Member of the Senate
- In office 15 May 1933 – 29 December 1944
- Succeeded by: Jaime Larraín García-Moreno
- Constituency: Biobío and Cautín

Mayor of Los Ángeles
- In office 1918–1924

Personal details
- Born: 1874 Arauco, Chile
- Died: 29 December 1944 (aged 69–70) Los Ángeles, Chile
- Party: Radical Party

= Darío Barrueto =

Chilean parliamentarian (1874–1944)

Darío Barrueto Molinet (1874 – 29 December 1944) was a Chilean businessman and radical politician. He served as mayor of Los Ángeles and later as a Senator representing southern constituencies between 1933 and his death in 1944.

==Early life and education==
Barrueto was born in Arauco in 1874. He was the son of Manuel Antonio Barrueto Rozas and Carmen Molinet Pinto. He was educated in his hometown and later attended the Instituto Nacional in Santiago.

Barrueto married Elvira Hermosilla Salvo. The couple had five children, including politician Héctor Barrueto Hermosilla. He died on 29 December 1944 in Los Ángeles. Following his death, Jaime Larraín García-Moreno was elected in a by-election held in April 1945 to fill the vacant Senate seat.

==Business activities==
Barrueto initially worked as a commercial employee. From 1900 onwards, he engaged in agricultural and livestock activities, first in the Arauco area and later in Los Ángeles.

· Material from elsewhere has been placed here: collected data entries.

PR #630, opened 2019-02-19
Refactor Menus

### LINKED ISSUE #536: Refactor Surge Menu to be callback only since Linux  COptionMenu::popup() is non blocking
Linux Menu / About does nothing.

First reported by @tank-trax

baconpaul:
This change is a large code change for zero functionality change,
required because of the semantics of menus and ::popup on Linux.
On Linux, because of various event loop handling, making
menu::popup() block is very difficult. The same idle loop which
pops up the UI also paints the on-screen menus, unlike in mac and
windows where they are separate elements.

So we have to change all of our menus from return-a-value-after-block
to bind-a-lambda-and-call fashion. That is, from

  id = 3;
  menu->add("do this", id );
  menu->popup();
  r = menu->getLastResult();
  if (r == 3)
    doThis()

we have

   menu>-add("do this", []() { doThis(); } )
   menu->popup()

which is cleaner but requires us to bind the correct state into lambdas
and reorder the code. Thus this commit is a massive code shuffle to
do exactly that, along with a helper function which actually adds a
no arg lambda to a menu in SurgeGUIEditor.

All of the menus were accordingly adjusted for copy, paste, rebind,
about, and so on.

Closes #536 popup menus on Linux

### DIFF
--- a/src/common/gui/CSnapshotMenu.cpp
+++ b/src/common/gui/CSnapshotMenu.cpp
@@ -125,11 +125,12 @@ void CSnapshotMenu::populateSubmenuFromTypeElement(TiXmlElement *type, VSTGUI::C
       addEntry("Store Current");
       }*/
     /*
-      int32_t sel_id = contextMenu->getLastResult();
+      int32_t sel_id = contextMenu->get Last Result();
+      this is commented so put in spaces so my grep to kill all these doesn't flag it PW
       int32_t sub_id, main_id;
       COptionMenu *b = contextMenu->getLastItemMenu(sub_id);
       if (b) main_id = b->getTag();
-      
+
       if ((sel_id >= 0) && (sel_id < contextMenu->getNbEntries()))
       {
       if (sel_id < main)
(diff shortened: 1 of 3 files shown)


baconpaul:
OK folks this is a big change. @jsakkine I used clang-format on my diffs so the spacing and commas are all OK! But I think this is one we just need to test the heck out of. I've tested every menu I can find on mac and linux but would really appreciate more eye either on the code or the result before i merge.

esaruoho:
i tried this with renoise/vst2 and found no issues opening any context menu (wavetables, set controller to, fx presets, patches..) looks good!

jsakkine:
I don't have any objections merging this.

baconpaul:
Thanks. Let me beat it up a little on windows and then if it all works there I will merge

baconpaul:
Alright I spent some time with this on Windows and it seems to work as well as linux and mac. Thanks for the tests and looks @esaruoho and @jsakkine - I'm gonna merge this one.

He served as a councillor of the Biobío Agricultural Cooperative and later became president of the Agricultural Society of Biobío. He was also a member of the National Agricultural Society.

==Political career==
Barrueto was a member of the Radical Party. He served multiple terms as mayor of Los Ángeles.

In 1933, he was elected Senator for Biobío and Cautín, serving on the Senate Permanent Committee on Budget. He was re-elected in 1941 for Biobío, Malleco and Cautín, becoming a member of the Senate Permanent Committee on Agriculture and Colonization.